На листе формата А-4 оказалась очередная компьютерная распечатка: "Ты хочешь, чтобы твой муж получил посылку с фотографией Марии Теркиной, где твоей рукой написаны все ее координаты? А чтобы в посылке оказалась маленькая диктофонная кассета, на которой ты диким волком воешь: "Хочу, чтобы ты сдохла!"? Все эти улики я могу передать твоему мужу даром. Но если ты против, тебе придется за них заплатить. Переведи в течение недели пятьдесят тысяч долларов на счет…"
– Вот и всплыли снова Сейшельские острова… – задумчиво протянула я. – Когда вы получили письмо?
– Вчера вечером. Мне его принес курьер экспресс-почты, и отдал под роспись.
Я задумалась. Петр Иванчиков покончил с собой вчера утром. Теоретически он, конечно, мог успеть отправить письмо перед самой своей кончиной, вот только зачем мертвецу деньги на заморском счету?
– Ну что же, у нас впереди целая неделя. – вслух сказала я. – А письмо придется передать следователю.
– Отдайте письмо! – скомандовала Елена Тимофеевна.
– Да вы что, серьезно думаете, что следствию о вас ничего не известно? – поразилась я ее наивности. – А ведь взрослая, опытная женщина! У следователя в столе лежит диктофонная запись ваших признаний о том, как вы ходили к магу "заказывать" Машу. Помните, мы с вами так славно тогда побеседовали? Так что вы не волнуйтесь, ничего нового милиция про вас не узнает. Наоборот, теперь она будет вас защищать.
Глава 24
Вечером я в который раз позвонила Паше. После нашего последнего разговора он намертво пропал. К телефону по-прежнему подходила тетушка из провинции, и добраться до Паши у меня не было никакой возможности. Так и на этот раз – только заслышав мой голос, тетка, громко заявив: "У Пашеньки болит голова", бросила трубку. Я повернулась к Саше:
– Слушай, парень погибнет, если ему не помочь. Как бы нам эту тетку нейтрализовать?
– А твой друг из дома вообще не выходит, я правильно понял?
– Похоже, что нет.
– Отлично, значит, будем брать его квартиру штурмом.
– Это как?
– Завтра увидишь.
Саша достал мобильник и решительно набрал чей-то номер:
– Александр Тимурович? Можно к вам на завтра клиента записать? Да, это срочно, у него тяжелая депрессия после смерти матери. Во сколько вы сможете его принять? Хорошо, он придет.
Он повернулся ко мне:
– Завтра в половине третьего пойдем с тобой на штурм Зимнего. А в половине четвертого клиент должен быть доставлен к психологу.
Назавтра утром Саша уехал на работу, пообещав заехать за мной сразу после двух. Я позвонила Маше:
– Привет, подруга! Как себя чувствует Оскар?
– Рвет и мечет. Но ничего не поделаешь – раз шантажист опять объявился, Оскар уже не может возражать против моей охраны. А значит, я успею раскрутить Виктора Исаевича на съемки клипа и размещение его на московском телеканале. Да и с концертом в Москве, думаю, мы успеем договориться. Шантажиста ведь так скоро не найдут?

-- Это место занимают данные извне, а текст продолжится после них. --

PR #913, opened 2021-01-28
DUOS-944[risk=no]Bug fix the incorrect % fields

raejohanek:
Scope:
-set empty column for revealAlgorithmDecision percentages instead of 0
-fix math on setPercentAgreementAlgorithm
-fix math on setPercentSRPAccurate
-fix math on setPercentReviewed

Addresses:
https://broadworkbench.atlassian.net/browse/DUOS-944

In all cases:


src/main/java/org/broadinstitute/consent/http/models/DacDecisionMetrics.java
```diff
@@ -202,16 +187,39 @@ public Integer getPercentAgreementAlgorithm() {
...
+    List<DarDecisionMetrics> srpMetricsDenominator =
+      completedDarMetrics.stream()
+        .filter(m -> Objects.nonNull(m.getSrpDecision()))
+        .collect(Collectors.toList());
+
+    List<DarDecisionMetrics> srpMetricsNumerator =
+      srpMetricsDenominator.stream()
+        .filter(m -> m.getSrpDecision().equalsIgnoreCase("yes"))
+        .collect(Collectors.toList());
+    int percentSrp = (int) (((double) srpMetricsNumerator.size() / (double) srpMetricsDenominator.size()) * 100);
```
rushtong: One suggestion for refactoring. Since we're calculating the percentages multiple times (3 times in this PR), it is probably a good idea to extract that out to a private method that takes two `int`s and does the same thing in terms of casting to doubles (nice catch with `long`->`double`, by the way) and then returning the value in `int` form. That way we're not leaving it up to each method to figure out the right implementation via copy/paste.

rushtong (approved):
One suggestion for refactoring, but otherwise this looks good! 👍🏽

– Думаю, у тебя полно времени. – успокоила я. – У меня к тебе просьба. Ты не могла бы на сегодня одолжить мне одного из охранников?

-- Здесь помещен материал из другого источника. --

PR #914, opened 2021-01-29
DUOS-946[risk=no]Add count of unique users on approved dars by dac

raejohanek:
ADDRESSES:
https://broadworkbench.atlassian.net/browse/DUOS-946

SCOPE:
-add properties to DAR tracking internal collaborators and lab collaborators (researchers and PIs are not currently being returned on DAR API)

– А что, тебе тоже угрожают? – встревожилась Маша. – Может, тебе нужны оба? А я пока запрусь на все замки и дома посижу.
– Нет, один пусть остается с тобой. А одного пришли к половине третьего по тому адресу, куда мы с тобой один раз ездили, ну, помнишь, где живет Паша.
– Еще кто-нибудь убит?
– Нет, но Паша не выходит из дома, и его стережет какая-то тетка, не зовет к телефону. Саша записал его на сегодня на прием к психологу, но мы боимся, что тетка его без боя не выпустит. Да он и сам, возможно, не захочет добровольно идти. Вот нам и понадобилась грубая мужская сила.

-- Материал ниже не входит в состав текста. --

PR #915, opened 2021-02-01
DUOS-941[risk=no] Fix SRPs that all show mis-matching results

raejohanek:
Scope:
-ensure election is correct type
-ensure dac decision has already been made

Addresses:
https://broadworkbench.atlassian.net/browse/DUOS-941

In all cases:

### DIFF
--- a/src/main/java/org/broadinstitute/consent/http/models/DarDecisionMetrics.java
+++ b/src/main/java/org/broadinstitute/consent/http/models/DarDecisionMetrics.java
@@ -230,7 +230,7 @@ public class DarDecisionMetrics implements DecisionMetrics {
    * @param election The election
    */
   private void setSrpDecision(Election election) {
-    if (Objects.nonNull(election)) {
+    if (Objects.nonNull(dacDecision) && Objects.nonNull(election) && election.getElectionType().equals("RP")) {
       Boolean rpVote =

– Понятно. Значит, в 14.00 охранник будет ждать вас у подъезда.
Заехавший за мной Саша был неприятно удивлен моим вмешательством.
– Ты считаешь, я один с твоим могучим приятелем не справлюсь?
– А вдруг его тетка – чемпион мира по вольной борьбе?
– А ты ее ни разу не видела?
– По-моему, один раз видела, но точно не помню. Ничего, в крайнем случае, сейчас наверстаю.
Мы подъехали к знакомому подъезду. Там уже маячил здоровенный детина в пятнистой форме.